Having an established relationship ranks as the top criterion for businesses selecting managed security service providers (MSSP) in New Zealand, as customers continue to place trust in the channel.
With organisations preferring to extend existing agreements, rather than seek new outsourcing providers, the onus is now on partners to capitalise on increased security investment across the country.
According to IDC findings, global coverage (10.3 per cent) ranks as the second top attraction for customers choosing MSSPs locally, followed by the ability to provide a one-stop shop through a “comprehensive portfolio” (9.7 per cent).
Delving deeper, in-country security operations centres (8.8 per cent) and a strong local presence (8.3 per cent) round out the top five criteria, followed by commercial and technical flexibilities (eight per cent).
Meanwhile, competitive pricing ranks lower (7.5 per cent), only ahead of brand reputation (6.3 per cent), 24x7 support (6.3 per cent) and solid customer knowledge (6.3 per cent).
“Cyber security risks are business risks,” IDC New Zealand research director, Louise Francis, said. “CEO’s and CIO’s are becoming acutely aware that they will be challenged to maintain their enterprise’s digital vision, while also addressing increasing security concerns.”
Locally speaking, Francis said security and business risk concerns are now seen as the biggest barriers for organisations seeking to benefit from digital transformation.
“IDC expects this to remain a top area of focus for the foreseeable future,” Francis added. “But it is important to remember: security is never about the technology. It is an organisational mindset.”
The criteria for security expertise in the channel follows the release of the IDC Security Heatmap, which reveals the challenges that Kiwi organisations face when investing in security.
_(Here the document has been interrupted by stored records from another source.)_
PR #603, opened 2019-12-16
Add `babel-plugin-macros` to default TypeScript plugins to make message extraction much easier to setup for non-CRA projects

MartijnHols:
Add `babel-plugin-macros` to plugins since it's required for any project type. The plugin is often included by default by presets such as `react-app` and `tsdx`, but since only `react-app` is supported by default, extracting in other libraries (in my case TSDX) is much more time consuming to configure.

### DIFF
--- a/packages/cli/src/api/extractors/typescript.js
+++ b/packages/cli/src/api/extractors/typescript.js
@@ -47,6 +47,7 @@ const extractor: ExtractorType = {
       linguiTransformJs,
       linguiTransformReact,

Specifically, top roadblocks centre around budget plans; investment intent, and sentiment around overall engagement with security service providers.
“The fast pace of technological disruption is necessitating a tremendous amount of work across all levels of New Zealand organisations to manage the accompanying security risks,” Francis added.
“Two years ago, New Zealand organisations were focused on security at the perimeter, and end-point connections. Now there is a much greater understanding that security must be embedded within all technology deployments and solutions, right from the concept stage.
“There is also much greater awareness that employees can provide one of the most significant security vulnerabilities to an organisation."
As outlined by Francis, within the mobility threat landscape 70 per cent of the threats can be traced back to user related factors: uninformed and malicious users, unsecured devices and unsecured applications.
Specifically, almost a quarter of New Zealand organisations have experienced downtime due to human error, with 19 per cent experiencing downtime due to data security breaches within the last year.
As a result, 65 per cent of local businesses prefer to partly or entirely outsource security services, and over a third (37 per cent) are planning to renew or expand existing engagements, to ensure relevance in the next 12-24 months.
Of note to the channel, 28 per cent of businesses are increasing security services budgets in 2018, but nine per cent are decreasing spend in parallel.
While network and content security continue to be the most outsourced security elements, the biggest growth will be driven by app security testing and mitigation of denial of service (DDoS) type of attacks as organisations aim to address the security threats to the organisation.